*WHAT YOU HAVE TO DO*. Copy the data word for word, keeping every line.

*EXCERPTED DATA*.
# # # # #
PR #307, opened 2026-05-29
refactor: drop legacy attn backends

borontion:
## Summary

The triton and flash_attention backend (fa3) should be subsumed under the unified mha backend, which routes to triton/gluon/fa3/fa4/flashinfer kernels.


antiagainst (approved):
Nice reduction in code!

zhyncs (approved):
NB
# # # # #
*OUTPUT FOR THIS EXERCISE*.
PR #307, opened 2026-05-29
refactor: drop legacy attn backends

borontion:
## Summary

The triton and flash_attention backend (fa3) should be subsumed under the unified mha backend, which routes to triton/gluon/fa3/fa4/flashinfer kernels.


antiagainst (approved):
Nice reduction in code!

zhyncs (approved):
NB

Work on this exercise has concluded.